Is hunger real? First real-world study links hunger and emotions

“Hungry” seems like a perfect word to describe the complaints some people show when they’re very hungry, but is it really the same thing?

Yes, scientists now say. In an experiment using data from 64 volunteers, European researchers found a clear link between hunger and emotions such as irritability and anger, according to a report published Wednesday in PLOS ONE.

The new study shows that “hunger is real,” lead study author Dr. Viren Swami, a professor of social psychology at Anglia Ruskin University in Cambridge, England, told today by email. “Feeling hungry is associated with greater anger, irritability and lower levels of happiness.”

The likely reason is that “we are more likely to experience negative emotions when we are hungry because we are more likely to interpret contextual cues in a negative way,” Swami said.

Although some laboratory studies have been conducted on coat hangers, this is the first study to examine the phenomenon in the real world, Swamy said.

To take a closer look at the hanger, Swamy and his colleagues asked volunteers to record their hunger levels and emotional states on a smartphone app on a scale of 0 to 100 five times a day for 21 days.

For hunger, the scale ranged from “not at all hungry” to “very hungry. Similarly, ratings of irritability and anger ranged from “not at all” to “very”. Volunteers were also asked to rate their emotional state and alertness on a scale of 1 to 100.

Swamy and his colleagues also explored eating habits by providing participants with a questionnaire at the end of the study, asking about behaviors such as emotionally induced eating, food consumption caused by seeing others eat, and restrictive eating in the past three weeks.

Overall, 58% of volunteers said they usually ate breakfast, 78% said they ate lunch, 84% said they ate dinner, 48% said they snacked between meals, and 9% said they woke up in the evening to eat something.

The majority (53 percent) said they are often or always concerned about healthy eating, and 55 percent said they are concerned about hunger.

Swami and his colleagues found that daily changes in hunger, as well as average hunger levels, predicted negative mood over the course of the study. The hungrier people were, the angrier and more irritable they became.

“It’s really cool that they captured this in real life,” said Susan Carnell, an associate professor of psychiatry and behavioral sciences at Johns Hopkins.

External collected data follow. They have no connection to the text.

PR #1571, opened 2025-01-23
PHPLIB-1597 Accept a $-prefixed string anywhere an expression is accepted

GromNaN:
Fix PHPLIB-1597

The string representation of a field path is simpler than using the `FieldPath` factory.

Before:
```php
            Stage::group(
                _id: Expression::fieldPath('sizes'),
                averagePrice: Accumulator::avg(
                    Expression::numberFieldPath('price'),
                ),
            ),
```

After:
```php
            Stage::group(
                _id: '$sizes'
                averagePrice: Accumulator::avg('$price'),
            ),
```

### DIFF
--- a/generator/config/expressions.php
+++ b/generator/config/expressions.php
@@ -13,6 +13,7 @@ use MongoDB\CodeGenerator\Definition\PhpObject;
 use MongoDB\Model\BSONArray;
 use stdClass;
 
+use function in_array;
 use function ucfirst;
 
 $bsonTypes = [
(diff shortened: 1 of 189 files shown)


generator/config/expressions.php
```diff
@@ -45,6 +46,11 @@
 $expressions = [];
 $resolvesToInterfaces = [];
 foreach ($bsonTypes as $name => $acceptedTypes) {
+    // an expression can be a string with a $-prefixed field name
+    if (! in_array('string', $acceptedTypes)) {
+        $acceptedTypes[] = 'string';
```
jmikola: Assuming this is the only code change in this PR, what about this change allows $-prefixed strings specifically? It looks like you're just accepting _any_ kind of string whenever an expression is expected.

Side note: I couldn't confirm if this was really the only code change in the PR because GitHub's PR view is not correctly labeling all generated files. In the future it'd be preferable to segregate changes to generated files into their own commit.

GromNaN: I added validation of `$string`, but that's something the server would do.

> Failed to optimize pipeline :: caused by :: $abs only supports numeric types, not string

jmikola (approved):

GromNaN:
I had to change the order of conditions to please psalm. https://psalm.dev/r/4e4cd7b846

PR #1578, opened 2025-01-28
Lock drivers-evergreen-tools version

GromNaN:
Lock evergreen tools version, as the commit https://github.com/mongodb-labs/drivers-evergreen-tools/commit/50d13abef3759ad76bd594cb67fc8cc01e6648bb broke the build.

This can be reverted once fixed by https://github.com/mongodb/mongo-php-library/pull/1577

### DIFF
--- a/.github/workflows/tests.yml
+++ b/.github/workflows/tests.yml
@@ -67,7 +67,7 @@ jobs:
           python-version: '3.13'
 
       - id: setup-mongodb
-        uses: mongodb-labs/drivers-evergreen-tools@master
+        uses: mongodb-labs/drivers-evergreen-tools@6a0686e0194d30b0a259404839c3e8bf9be12a5b
         with:
           version: ${{ matrix.mongodb-version }}
           topology: ${{ matrix.topology }}
--- a/.evergreen/config/functions.yml
+++ b/.evergreen/config/functions.yml
@@ -119,6 +119,10 @@ functions:
             cp -R ${PROJECT_DIRECTORY}/ $DRIVERS_TOOLS
           else
             git clone https://github.com/mongodb-labs/drivers-evergreen-tools.git --depth 1 $DRIVERS_TOOLS
+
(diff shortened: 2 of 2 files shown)


.github/workflows/tests.yml
```diff
@@ -67,7 +67,7 @@ jobs:
           python-version: '3.13'
 
       - id: setup-mongodb
-        uses: mongodb-labs/drivers-evergreen-tools@master
+        uses: mongodb-labs/drivers-evergreen-tools@6a0686e0194d30b0a259404839c3e8bf9be12a5b
```
jmikola, line 70: Does this actually work? My understanding from @alcaeus' comments in the meeting this morning was that we couldn't use a commit hash here and would need to resort to a submodule.

GromNaN: The only issue it that we cannot use dependabot to track new versions.
> For each action in the file, Dependabot checks the action’s reference (typically a version number or commit identifier associated with the action)
https://docs.github.com/en/code-security/dependabot/working-with-dependabot/keeping-your-actions-up-to-date-with-dependabot#about-dependabot-version-updates-for-actions

I tried [previously](https://github.com/mongodb/mongo-php-library/network/updates/944321909). 
image

alcaeus (approved):
LGTM until we have a better fix.

alcaeus:
@GromNaN can you make the same change in PHPC please?

GromNaN:
The fix is ready: https://github.com/mongodb-labs/drivers-evergreen-tools/pull/584

jmikola:
> The fix is ready: https://github.com/mongodb-labs/drivers-evergreen-tools/pull/584

@GromNaN: Does this mean that this PR is no longer necessary? I noticed that my PHPC PRs started passing after the above fix was merged to drivers-evergreen-tools.

GromNaN:
Yes, this PR is no longer necessary.

PR #1580, opened 2025-02-07
PHPLIB-1617 Accept a Pipeline instance in aggregate and watch methods

GromNaN:
Fix PHPLIB-1617

In v1.x, we could not change the signature of some methods to accept a `Pipeline` instance, so in https://github.com/mongodb/mongo-php-library/pull/1383 I added a workaround.

But for v2.0.0, we allow ourselves this breaking change to simplify the API.

### DIFF
--- a/tests/Collection/BuilderCollectionFunctionalTest.php
+++ b/tests/Collection/BuilderCollectionFunctionalTest.php
@@ -6,6 +6,7 @@ use MongoDB\Builder\Expression;
 use MongoDB\Builder\Pipeline;
 use MongoDB\Builder\Query;
 use MongoDB\Builder\Stage;
+use PHPUnit\Framework\Attributes\TestWith;
 
 use function iterator_to_array;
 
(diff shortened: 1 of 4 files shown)


tests/Collection/BuilderCollectionFunctionalTest.php
```diff
@@ -27,8 +30,10 @@ public function testAggregate(): void
                 buckets: 2,
             ),
         );
-        // Extract the list of stages for arg type restriction
-        $pipeline = iterator_to_array($pipeline);
+
+        if ($pipelineAsArray) {
+            $pipeline = iterator_to_array($pipeline);
+        }
```
jmikola, line 36: I don't disagree that this tests the underlying behavior, but it seems a bit backwards that this operates by converting the Pipeline _back_ into an array, instead of creating a list of stages and then conditionally converting _that_ to a pipeline.

The latter approach seems more straightforward.

jmikola (approved):
I'll defer to you about using a list of stages as the default code path for tests and then only conditionally converting that into a Pipeline object (presumably with the `...` operator, just as is done in the helper methods).

tests/Collection/BuilderCollectionFunctionalTest.php
GromNaN: You're right, I hadn't thought of it like that.  https://github.com/mongodb/mongo-php-library/pull/1596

Carnell wasn’t surprised by the findings because “more and more psychiatric research is linking the gut and the brain. It goes both ways. If gastrointestinal symptoms are present, they may be related to anxiety or depression. The gut communicates with the brain through various pathways – various hormones, for example, as well as the vagus nerve.”

One thing the current study can’t do is prove that hunger causes anger, Carnell said. It can only show that there is an association.

In fact, “if people find themselves often very hungry and in a bad mood, they may need to evaluate whether they’re eating enough during the day or whether they may want to switch to smaller amounts of food throughout the day,” says Jennifer Cholewka, RD, a certified clinical senior nutrition coordinator at Mount Sinai Hospital.

Cholewka said it may make sense for those who are often hungry to have some healthy snacks on hand, such as bananas, apples or a handful of nuts.

Dr. Debra Safer, an associate professor in the Department of Psychiatry at Stanford University School of Medicine, says there may be evolutionary benefits to becoming aggressive when you’re hungry. That aggression may make you look harder when food is scarce, she adds.

Safer says people who suspect they may have a hanger problem can try writing down their emotional state and hunger level during the day, just like the volunteers in the study did. Then they can see for themselves if their hunger and anger are linked.